Study population: 36 patients, 18-85 years of age presenting with symptoms of acute ischemic hemispheric stroke with persisting significant neurological deficit (NIHSS 7-20 or NIHSS 2 for dysphasia or NIHSS 3 for paralysis of upper or lower limb) at 2 hours after thrombolysis.

Method: Patients are randomized to hypothermia- or control-group via randomization envelopes. Patients assigned to receive hypothermia are cooled to a core temperature of 35°C for 12 hours by means of a non-invasive temperature management system and cold i.v. fluids. Induction of hypothermia is initiated within 6 hours of symptom onset. After 12 hours of successful cooling the target temperature is gradually raised to achieve slow re-warming of 0.2°C/h until the core temperature reaches 36.8°C.

Patients are breathing spontaneously and shivering is controlled with following medication; dexmedetomidine 0.2-0.7 µg/kg/h (i.v.), buspirone 5-20 mg x 3 (nasogastric tube), and meperidine 25mg (i.v.) when needed.

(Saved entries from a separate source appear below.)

PR #6067, opened 2025-04-10
DataGrid: Export: Architecture, csv exporter, external binary data exporter

### LINKED ISSUE #6042: DataGrid export to Excel
https://blazorise.com/support/issues/273#comment_2360

We need to see how complex this might be. One thing I am certain of is that we don't want it as part of the DataGrid project. So, the only other way is to create a separate Blazorise project.

We can make it so that we can convert any `Data` to Excel, XML, CSV, or whatever we can think of.

Now, the only problem is how we connect this "project" with DataGrid. Because users can interact with DataGrid export through the context menu or through the Export button. Or anything else.

I'm open to proposals.

tesar-tech:
## Description

Closes #6042

This pull request introduces a new **exporter architecture** for the DataGrid component.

Core temperature, blood pressure (BP), oxygen saturation, ECG and EEG are measured continuously and registered hourly. Blood tests will be taken before, during and after hypothermia. Brain CT will be controlled when normothermia is reached, no later than 30 hours from symptom onset. Brain MRI will be performed 3-7 days from symptom onset.

Recruitment information / eligibility

• Status: Completed
• Enrollment: 36
• Est. completion date: September 2011
• Est. primary completion date: September 2011
• Accepts healthy volunteers: No
• Gender: Both
• Age group: 18 Years to 85 Years

Eligibility

Inclusion Criteria:

• Acute ischemic hemispheric stroke treated with Actilyse(tPA)-thrombolysis according to Meilahti protocol

• NIHSS 7-20 (after thrombolysis) or a significant paresis of arm or leg (NIHSS 3, no movement against gravity) or a significant dysphasia (NIHSS 2-3) despite of the total NIHSS score

• Symptom onset within 6 hour

Exclusion Criteria:

• Platelet count < 75,000/mm3

• Known coagulopathy (INR spontaneously >1.5)

• Hemodynamical unstability

• Recent history of angina pectoris or acute myocardial infarction

• Sepsis within 72 hours

• Pregnancy

• Pre-existing neurological disability with modified Rankin Scale Score>2

• Known allergy or intolerance to buspirone, dexmedetomidine, meperidine

• Intracranial hemorrhage in brain CT scan

• Intracranial mass lesion (i.e., abscess, tumor, or infection)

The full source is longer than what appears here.